Wichita State scoreboard also makes its home debut this week
09/17/2013 9:38 AM
08/06/2014 8:42 AM
The athletes are supposed to be the star of the show this week during Wichita State volleyball matches. For a few nights, at least, they are going to share the spotlight with an animated inanimate object hanging over everything.
Koch Arena will debut its new scoreboard, installed in August, at an athletic event at 6 p.m. Thursday when Wichita State plays Missouri State. The Daktronics scoreboard, and a new sound system, costing $1.8 million, open a high-definition world of possibilities for highlights, advertising, updates and crowd prompts.
It even possesses 3-D capabilities. Don’t be surprised if you come to a basketball game and find 3-D glasses on your seat.
“This is like a playground,” WSU marketing associate Kayla Blanding said. “It’s always evolving and it’s always new. We do research every day on things we can do.”

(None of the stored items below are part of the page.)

PR #136, opened 2020-06-08
fix leak

ObiWahn:


ObiWahn:
Hey @ojwb I am not sure why the go-tests fail. They already fail for me locally using the official master. Can you confirm this or has it something to do with my PR? In case it works for you, I am interested in the the exact commands and environment variables.

compiler/driver.c
```diff
@@ -140,8 +140,19 @@ static int read_options(struct options * o, int argc, char * argv[]) {
...
+                char * new_name = NULL;
+                size_t len = 0;
+
                 check_lim(i, argc);
-                o->name = argv[i++];
+                name = argv[i++];
+
+                len = strlen(name);
+                new_name = malloc(len);
+                memcpy(new_name, name, len);
```
mitya57, line 153: These three lines can be replaced with `strdup` usage, can't they? Also `strdup` will make sure the new string ends with null byte, which your code doesn't seem to do.

ObiWahn: @mitya57 can `strdup` somehow be used with `-std=c90`?

ojwb: I'd probably avoid `strdup()` - it's specified by POSIX but not part of ISO C so it potentially limits portability for marginal convenience.

ojwb:
It's true that we leak memory in the sense that we don't ever free `o->name` and in some situations it is allocated with `malloc()`.

However the snowball compiler exits shortly afterwards at which point the OS will reclaim all memory from the process anyway so the only real consequence of a one-off allocation like this never being freed I can see is a false positive if you use a leak-finding tool on the code.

The marketing department put the big board (12 feet by 15 feet) through a dry run on Wednesday, showing off its picture clarity, its ability to display Tweets from fans and the versatile score-and-stat displays. The key asset is the videoboard’s detailed, six-millimeter line spacing. The old scoreboard featured 12-millimeter line spacing. The light-emitting diodes on the screen are six millimeters apart, producing a high-definition picture. Tighter LEDs produce more picture clarity. The amount of detail in photos and highlights is noticeable as uniforms, skin, logos and faces look much sharper and realistic.
“It brings our arena up to date,” associate athletic director for marketing John Brewer said. “It’s pretty spectacular when you see it in person. The new vs. old, the gap there is pretty wide. We’ve just come so far.”

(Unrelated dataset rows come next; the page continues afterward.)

PR #140, opened 2020-11-24
Yiddish changes

ojwb:
@urieli This fixes the implementation bugs I [mentioned](https://github.com/snowballstem/snowball-website/pull/20#issuecomment-724255567).  It also eliminates the uses of `hop` with a negative argument.

### DIFF
--- a/algorithms/yiddish.sbl
+++ b/algorithms/yiddish.sbl
@@ -11,6 +11,8 @@ routines (
        prelude
        mark_regions
        R1
+       R1plus1
+       R1plus3
        standard_suffix
 )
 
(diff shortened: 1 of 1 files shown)


ojwb:
In snowballstem/snowball-data#16 @urieli wrote:
> In almost all cases, I prefer the stemming prior to the change. I'm going to have to take some time to review snowballstem/snowball#140 and figure out the correct handling for -endik vs -ndik

Presumably there are reasons why you tried to handle -ndik and -endik differently in the first place, but if you did conclude the current behaviour is the best option then we could just reduce the -endik handling to:

```
        '{Ayen}{Nun}{Dalet}{Yud}{Kuf}'
           ( R1 delete )
```

urieli:
Included your commits + my review in separate PR: #142

ojwb:
Thanks, closing this in favour of #142.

The control room for the scoreboard and video system is in the tunnel on the north side of the arena. It is stocked with new cameras and upgraded equipment, screens and computers to operate the new technology. Daktronics sent an instructor for three days of teaching in August. She will come back for two days this week and once more before basketball season.
“Anytime you roll out a new set of equipment, there are going to be glitches,” said Jason Malay, assistant director of marketing. “There’s that first time I say throw up the Tweets and it goes to a blank screen and we all have white face for about five seconds.”

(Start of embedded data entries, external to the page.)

PR #4, opened 2023-08-29
Copy Over Complex Dashboard

jpjsonic:


tgsoverly:
Thanks!  I thought this wasn't used.  We should add a simple test to ensure this compiles since it is open source now.

jpjsonic:
Yup, definitely! I'm going to expand this and add the reference functionality too so that we have some integration testing running on that

test-projects/complex-project/visivo_project.yml
```diff
@@ -0,0 +1,16 @@
+name: coffee_facts
+
+defaults:
+  target_name: snowflake
+
+includes:
+  - path: coffee_trade/coffee_trade.yml
```
jpjsonic, line 7: @tgsoverly I think this type of pattern will be a very good way for people to organize larger projects. It might be beneficial for us to create a `concepts` directory in the docs that sits next to `reference` and `background` where we have some articles and recommendations on how to use the tool

tgsoverly (approved):

PR #8, opened 2023-09-16
Tim/add schema generator

tgsoverly:
Start work on the schema validator


tgsoverly:
Switched to different branch

PR #19, opened 2023-09-29
Find and replace name

tgsoverly:
Move to a new project naming format that is easier to support schema validation on included files.

`*.visivo.yml` in general and the main project file `project.visivo.yml`

Backward compatibility is maintained


mkdocs/topics/linting.md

There is so much new to learn. Brewer expects to start modestly and expand the board’s capabilities as his staff learns how to operate it.
LED video rings, two feet high with 15-millimeter spacing, are on the top and bottom of the main display. Over the arena entrances from the concourse are 18 video boards, each 2 feet by 8 feet, with 12-millimeter spacing. Those screens will work together for crowd prompts, introductions and ads. Five animated prompts will highlight plays such as a three-pointer or a service ace.
“We’re going to have a picture of WuShock standing back here making a three,” Malay said. “Instead of just throwing up ‘great dunk,’ we will have WuShock dunking.”
Malay’s favorite feature is the videoboard display spectacular, a tool used a few times each game.
“Every piece in here is Shockered-out,” he said. “All you will see is Shocker stuff all across the arena.”
The main display divides into several windows. Most of the time, the score and stats section will cover the lower third, with video covering the rest. At times, score and social media updates will take up a third of the screen. A side-by-side look will also likely get plenty of use. The new technology will allow WSU to provide score updates more quickly and more easily display message and picture submissions, through social media, from fans.
“Fans are going to feel more involved with the game going on,” Blanding said.
Brewer expects fans to notice an improvement in the sound system, long a trouble area. The challenges of spreading sounds through a round arena with thousands of fans watching led to frustrations. WSU hired a consultant to engineer the system.
“This should be a night-and-day difference,” said Brad Pittman, associate athletic director for facilities and events. “We needed to have more clarity and we needed to have a system with a little more pop. I’m sure everybody noticed with the last one that it was hard to understand what people were saying and at times it didn’t have the power it needed to get above the crowd.”
Pittman said the sound system performed well during convocation ceremonies in late August. Speakers can be turned off for events that don’t put people in the upper reaches of the arena, reducing the amount of sound bouncing around. The audio station is now located above the lower bowl seats in a permanent site.
“You want your operator up in the stands,” Pittman said. “You want them to hear what the fans hear.”